Chief Secretary Government of Maharashtra
- In office 1 July 2024 – 30 June 2025
- Chief Minister: Eknath Shinde; Devendra Fadnavis;
- Governor: Ramesh Bais; C. P. Radhakrishnan;
- Preceded by: Dr. Nitin Kareer
- Succeeded by: Rajesh Kumar Meena

Personal details
- Born: 15 June 1965 (age 60)
- Spouse: Manoj Saunik
- Children: 1
- Alma mater: Harvard University
- Occupation: IAS officer, Civil servant
- Website: LinkedIn

= Sujata Saunik =

Indian civil servant

Sujata Manoj Saunik (born 15 June 1965) is a retired 1987-batch Indian Administrative Service officer who served as Chief Secretary of the Government of Maharashtra.
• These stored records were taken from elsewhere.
PR #1784, opened 2021-02-22
spillable cache for GpuCartesianRDD

sperlingxx:
Use SpillableColumnarBatch to cache stream-side data in case of re-computation caused by nested-loop.


sperlingxx:
build

sql-plugin/src/main/scala/org/apache/spark/sql/rapids/GpuCartesianProductExec.scala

Saunik was the Additional Chief Secretary of Administrative Innovation, Excellence and Good Governance Department, Home Department, Ministry of Skill Development and Entrepreneurship (Maharashtra) and was also the Principal Secretary of Public Health and Financial Reform in the state of Maharashtra.

Between 2000 and 2006, Saunik worked at the United Nations Interim Administration Mission in Kosovo.

She served as the first woman to be appointed to the post of Chief Secretary in the Maharashtra Government. In August 2024, there were reports that she was being forced out of the post.